Figure 3.8: Relationship between estimated NPP and water balance coefficient for models with physiological control on evapotranspiration through stomatal control. Each data point represents one 0.5o x 0.5o longitude/latitude grid-cell.
Figure 3.9: a, b. Relationships between estimated NPP and water balance coefficient for models with climatic supply/demand control on ecosystem productivity. Each data point represents one 0.5o x 0.5o longitude/latitude grid-cell.
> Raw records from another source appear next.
PR #3798, opened 2020-11-28
fix(DB/spell_custom_attr):  Debuffs incorrectly applied as buffs

Voxstrasza:
## CHANGES PROPOSED:
-  Change 'Phase Punch' to correctly be applied as a debuff on Algalon 10 and 25 in Ulduar
-  Change 'Death Coil' to correctly be applied as a debuff on High King Maulgar in Gruul's Lair

## ISSUES ADDRESSED:
- #3149 placed spells to be modified as positive/negative within the database; but the original PR set spells that are supposed to be negative as positive. 

## TESTS PERFORMED:
- Deleting the row in the table set 'Phase Punch' as a debuff
- Adding row for set 'Death Coil' as debuff

## HOW TO TEST THE CHANGES:
- Apply SQL, restart server, create character
- Run Ulduar 10 or 25 and pull Algalon, check if Phase Punch is a debuff or not
- Run Gruul's Lair and wait for Death Coil to be cast on you

## Target branch(es):
- [x] Master


FrancescoBorzi:
@locus313 looks like we found a case where the `;` check fails.

The issue is the comment after the last `;` in this case, which is totally valid, but the check doesn't realise it.

Voxstrasza:
> 
> 
> @locus313 looks like we found a case where the `;` check fails.
> 
> The issue is the comment after the last `;` in this case, which is totally valid, but the check doesn't realise it.

In order to avoid the failed check, I can remove the comments when the PR is complete - but consider this a WIP as there are more debuffs listed as buffs that need to be checked out and removed.

Voxstrasza:
After reviewing the original PR, it seems that Phase Punch is the only one incorrectly listed - updated this PR and is ready for review

locus313:
@FrancescoBorzi Thanks for pointing this out. I got a solution for this and submitted a pr to update the check. https://github.com/azerothcore/azerothcore-wotlk/pull/3799

Si1ker:
@Voxstrasza  This one still appears as buff instead of debuff so people can right-click on it to remove it from themselves.
.tele gruul

image

data/sql/updates/pending_db_world/rev_1606594157029530500.sql
```diff
@@ -0,0 +1,10 @@
+INSERT INTO `version_db_world` (`sql_rev`) VALUES ('1606594157029530500');
+
+-- Correct spell Algalon the Observer, 10 & 25 player 'Phase Punch' to be applied as negative buff
+
+DELETE FROM `spell_custom_attr` WHERE `spell_id` = 64412;
+
+-- Correct spell High King Maulgar, 'Death Coil' to be applied as negative buff
+
+INSERT INTO `spell_custom_attr` (`spell_id`, `attributes`) VALUES ('33130', '12288');
```
FrancescoBorzi, line 9: always use a `DELETE` before an `INSERT` (this makes your query re-executable), also do not use quotes for numeric values

FrancescoBorzi (changes requested):

data/sql/updates/pending_db_world/rev_1606594157029530500.sql
```diff
@@ -0,0 +1,10 @@
+INSERT INTO `version_db_world` (`sql_rev`) VALUES ('1606594157029530500');
+
+-- Correct spell Algalon the Observer, 10 & 25 player 'Phase Punch' to be applied as negative buff
+
+DELETE FROM `spell_custom_attr` WHERE `spell_id` = 64412;
+
+-- Correct spell High King Maulgar, 'Death Coil' to be applied as negative buff
+
+INSERT INTO `spell_custom_attr` (`spell_id`, `attributes`) VALUES (33130,12288);
```
FrancescoBorzi, line 9: please add a `DELETE` of `33130` before its `INSERT`

FrancescoBorzi (changes requested):

FrancescoBorzi (approved):

Voxstrasza:
@FrancescoBorzi is this ok for merge?

FrancescoBorzi:
the code looks ok but I haven't tested myself

 @Si1ker so have you tested this? should it be merged?

Si1ker (approved):

Voxstrasza:
@Si1ker @FrancescoBorzi good for merge?  there might be more debuffs/buffs out there that are messed up but i can fix that in another pr when it's found

FrancescoBorzi:
I haven't checked this myself, tagging @Si1ker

Figure 3.10: Relationship between estimated NPP and water balance coefficient for models with water availability limitation inferred through satellite data. Each data point represents one 0.5o x 0.5o longitude/latitude grid-cell.
A number of reasons can account for the differences in the model results discussed above. As the various models used different functions to calculate PET from the approach used to compute the water balance coefficient, the variations in the relationship of maximum NPP to WBC may be a result of these differences. It is also acknowledged that the WBC calculated on an annual basis does not account for seasonality of precipitation or the interaction of seasonality of precipitation and PET. Overall, it is important to mention that a WBC does not provide an absolute measure for water balance, but it supplies a general scale of the potential water increment within an ecosystem.
It appears that the methods used to estimate water budget limitation on ecosystem productivity had a significant effect on the model outputs. Models with physiological controls over evapotranspiration and NPP consequently were characterized by even distributions of NPP versus the water balance coefficient (Fig. 3.8). This implies that a variety of additional environmental factors may be controlling ecosystem productivity. In addition, these models predicted a smooth increase in the range of NPP with an increasing WBC and the slope of the edge of NPP versus WBC was steeper (except BIOME-3) suggesting that the deficit of water available to plants set the upper limit on ecosystem productivity.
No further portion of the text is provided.